___ MATERIAL FOR THIS TASK
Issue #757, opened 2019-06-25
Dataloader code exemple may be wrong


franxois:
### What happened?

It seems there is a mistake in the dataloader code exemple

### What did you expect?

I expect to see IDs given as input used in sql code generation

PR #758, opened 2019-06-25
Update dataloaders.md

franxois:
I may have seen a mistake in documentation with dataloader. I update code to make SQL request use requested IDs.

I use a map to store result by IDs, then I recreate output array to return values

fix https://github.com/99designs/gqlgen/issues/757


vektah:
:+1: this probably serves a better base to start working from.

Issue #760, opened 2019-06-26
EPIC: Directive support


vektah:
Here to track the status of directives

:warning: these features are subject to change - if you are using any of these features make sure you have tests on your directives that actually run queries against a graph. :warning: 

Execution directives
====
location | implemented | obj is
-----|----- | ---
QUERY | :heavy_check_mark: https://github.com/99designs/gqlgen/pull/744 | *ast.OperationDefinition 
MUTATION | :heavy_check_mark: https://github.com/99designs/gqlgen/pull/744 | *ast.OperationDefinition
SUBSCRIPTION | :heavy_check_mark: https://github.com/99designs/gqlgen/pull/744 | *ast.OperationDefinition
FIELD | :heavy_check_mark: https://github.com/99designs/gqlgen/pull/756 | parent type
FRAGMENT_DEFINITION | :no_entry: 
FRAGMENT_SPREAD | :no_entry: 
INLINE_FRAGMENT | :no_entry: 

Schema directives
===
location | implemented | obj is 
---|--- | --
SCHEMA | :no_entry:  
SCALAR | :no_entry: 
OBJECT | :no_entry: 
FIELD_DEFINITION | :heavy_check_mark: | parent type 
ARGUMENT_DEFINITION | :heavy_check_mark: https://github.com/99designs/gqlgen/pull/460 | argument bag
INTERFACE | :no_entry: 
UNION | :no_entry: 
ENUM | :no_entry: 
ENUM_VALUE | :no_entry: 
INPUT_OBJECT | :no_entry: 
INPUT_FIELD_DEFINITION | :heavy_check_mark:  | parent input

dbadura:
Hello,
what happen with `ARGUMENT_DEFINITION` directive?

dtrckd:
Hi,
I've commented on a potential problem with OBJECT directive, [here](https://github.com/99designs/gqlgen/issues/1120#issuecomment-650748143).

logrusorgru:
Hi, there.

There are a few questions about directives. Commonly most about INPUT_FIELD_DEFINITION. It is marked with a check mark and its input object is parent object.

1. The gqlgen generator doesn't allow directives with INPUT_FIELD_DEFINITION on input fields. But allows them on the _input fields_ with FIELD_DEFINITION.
______
◆ YOUR OBJECTIVE:
Copy every line of the records above, starting with the first, up to and including the line containing "https://github.com/99designs/gqlgen/pull/460 | argument bag".

◆ REPLY:
Issue #757, opened 2019-06-25
Dataloader code exemple may be wrong


franxois:
### What happened?

It seems there is a mistake in the dataloader code exemple

### What did you expect?

I expect to see IDs given as input used in sql code generation

PR #758, opened 2019-06-25
Update dataloaders.md

franxois:
I may have seen a mistake in documentation with dataloader. I update code to make SQL request use requested IDs.

I use a map to store result by IDs, then I recreate output array to return values

fix https://github.com/99designs/gqlgen/issues/757


vektah:
:+1: this probably serves a better base to start working from.

Issue #760, opened 2019-06-26
EPIC: Directive support


vektah:
Here to track the status of directives

:warning: these features are subject to change - if you are using any of these features make sure you have tests on your directives that actually run queries against a graph. :warning: 

Execution directives
====
location | implemented | obj is
-----|----- | ---
QUERY | :heavy_check_mark: https://github.com/99designs/gqlgen/pull/744 | *ast.OperationDefinition 
MUTATION | :heavy_check_mark: https://github.com/99designs/gqlgen/pull/744 | *ast.OperationDefinition
SUBSCRIPTION | :heavy_check_mark: https://github.com/99designs/gqlgen/pull/744 | *ast.OperationDefinition
FIELD | :heavy_check_mark: https://github.com/99designs/gqlgen/pull/756 | parent type
FRAGMENT_DEFINITION | :no_entry: 
FRAGMENT_SPREAD | :no_entry: 
INLINE_FRAGMENT | :no_entry: 

Schema directives
===
location | implemented | obj is 
---|--- | --
SCHEMA | :no_entry:  
SCALAR | :no_entry: 
OBJECT | :no_entry: 
FIELD_DEFINITION | :heavy_check_mark: | parent type 
ARGUMENT_DEFINITION | :heavy_check_mark: https://github.com/99designs/gqlgen/pull/460 | argument bag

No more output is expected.